## Task details
Scan the records below and report how many lines contain the word "suite", giving the number by itself.

## Data for review
PR #126, opened 2026-06-15
fix(cli): exit non-zero when reclaim batches fail to land

mooncitydev:
hey, its moondev. was reading through helius-cli and hit a bug in `helius reclaim` that i think matters for anyone scripting against it.

### what's wrong

the batch send loop is continue-on-error (collects successes/failures, doesn't abort), which is the right call. but the summarize step at the end always reports success: in `--json` mode it calls `outputJson(...)` which emits `{ ok: true, ... }`, and in terminal mode it just prints and returns. either way the process exits 0.

so if every batch fails to broadcast (sender down, rate limited, tip too low, whatever), the command still exits 0 with `ok: true`. a script doing `helius reclaim --json && ...` treats a fully failed run as success, the rent never actually gets reclaimed, and nobody knows. same story for partial failures.

the readme pitches the cli as "built for developers and LLM agents to ... automate workflows", and agents/scripts key off the exit code and the `ok` flag, so this felt worth fixing.

### the fix

if any batch fails to land, exit non-zero (`PAYMENT_FAILED` / 22):

- `--json`: emit an error envelope (`ok: false`) with the full breakdown under `details` (closed count + per-batch successes and failures) so callers still see which batches landed
- terminal: keep the existing summary output, just exit non-zero at the end

fully successful runs are untouched (still `ok: true` / exit 0).

### tests

added `src/commands/reclaim.test.ts` covering all-fail, partial-fail, and all-succeed. ran the full helius-cli suite, 45 passing. commit is signed/verified per CONTRIBUTING.

not a huge change but should save someone a confusing debugging session. cheers

### DIFF
--- a/helius-cli/src/commands/reclaim.ts
+++ b/helius-cli/src/commands/reclaim.ts
@@ -9,6 +9,7 @@ import { formatSol } from "../lib/formatters.js";
 import {
   outputJson,
   exitWithError,
+  getExitCode,
   handleCommandError,
   createSpinner,
   withRetry,
@@ -400,21 +401,35 @@ export async function reclaimCommand(
       0,
     );
 
+    const summary = {
+      owner,
+      destination: String(destination),
+      region: options.region || "Default",
+      swqosOnly: !!options.swqosOnly,
+      batchSize,
+      totalBatches: batches.length,
+      closed: closedCount,
+      reclaimedLamports,
+      reclaimedSol: reclaimedLamports / 1_000_000_000,
+      successes,
+      failures,
+    };
+
     if (options.json) {
-      outputJson({
-        owner,
-        destination: String(destination),
-        region: options.region || "Default",
-        swqosOnly: !!options.swqosOnly,
-        batchSize,
-        totalBatches: batches.length,
-        closed: closedCount,
-        reclaimedLamports,
-        reclaimedSol: reclaimedLamports / 1_000_000_000,
-        successes,
-        failures,
-      });
-      return;
+      // A failed batch must never be reported as success: scripts and agents
+      // key off the exit code and the envelope `ok` flag. Emit a success
+      // envelope only when every batch landed; otherwise emit an error
+      // envelope (non-zero exit) that still carries the full breakdown under
+      // `details` so callers can see which batches are already on-chain.
+      if (failures.length === 0) {
+        outputJson(summary);
+        return;
+      }
+      exitWithError(
+        "PAYMENT_FAILED",
+        `${failures.length} of ${batches.length} reclaim batch(es) failed to land; ${closedCount} of ${toClose.length} account(s) closed.`,
+        summary,
+      );
     }
 
     console.log(chalk.bold("\nReclaim complete:\n"));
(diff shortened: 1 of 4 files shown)


helius-cli/src/commands/reclaim.ts
```diff
@@ -439,6 +454,9 @@ export async function reclaimCommand(
           "\n  Re-run the command to retry. Successful batches are already on-chain.",
         ),
       );
+      // Mirror the JSON path: a partial or total failure must exit non-zero so
+      // scripts wrapping the CLI don't treat it as a clean success.
+      process.exit(getExitCode("PAYMENT_FAILED"));
```
0xIchigo: The JSON path's `exitWithError` fires `sendCommandEvent(..., { success: false })`, but this raw `process.exit` doesn't, so the terminal-mode failures only record the preAction `success: true` event. We should set this to `sendCommandEvent(getCurrentCommand() ?? "reclaim", { success: false, exitCode })` before exiting to mirror the JSON path

0xIchigo: Nit: this also skips the postAction "Please run: helius feedback..." prompt on terminal failures, so it would be nice to have that in there as well

helius-cli/src/commands/reclaim.ts
```diff
@@ -400,21 +401,35 @@ export async function reclaimCommand(
...
+      // key off the exit code and the envelope `ok` flag. Emit a success
+      // envelope only when every batch landed; otherwise emit an error
+      // envelope (non-zero exit) that still carries the full breakdown under
+      // `details` so callers can see which batches are already on-chain.
+      if (failures.length === 0) {
+        outputJson(summary);
+        return;
+      }
+      exitWithError(
+        "PAYMENT_FAILED",
```
0xIchigo, line 436: `PAYMENT_FAILED` isn't in `RETRYABLE_CODES`, so this envelope reports `recoverable: false` while the message advises re-running. An agent strictly keying off `recoverable` won't auto-retry a transient batch (rate-limited / sender-down). We should resolve this

0xIchigo (changes requested):
Very based, thank you! I just have a few comments that need to be resolved before merging 🫡

mooncitydev:
okay 

1. **failure telemetry on terminal exits** - good catch. the raw `process.exit` halts before commander's postAction hook, so terminal-mode failures only logged the preAction `success: true` event. it now calls `sendCommandEvent(getCurrentCommand() ?? "reclaim", { success: false, exitCode })` before exiting, mirroring the json path via `exitWithError`.

2. **the skipped feedback prompt** - pulled that `Please run: helius feedback ...` string into a shared `printFeedbackPrompt()` in `output.ts` so the postAction hook and reclaim's terminal exit use one copy, and reclaim prints it before exiting too.

3. **recoverable:false vs "re-run"** - agreed, that was contradictory. added an optional `recoverable` override to `exitWithError` and set it `true` on the reclaim fail path, since re-running is safe (closed accounts get skipped on the next scan) and the batch failures are usually transient (rate-limited / sender down). `PAYMENT_FAILED` stays non-recoverable everywhere else for genuine payment failures.

added a terminal-mode test covering the `success: false` event and the prompt, plus `recoverable: true` asserts on the json fail paths. full suite green (46 tests).

0xIchigo (approved):
Thank you for your contribution! 🔥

## Written response
2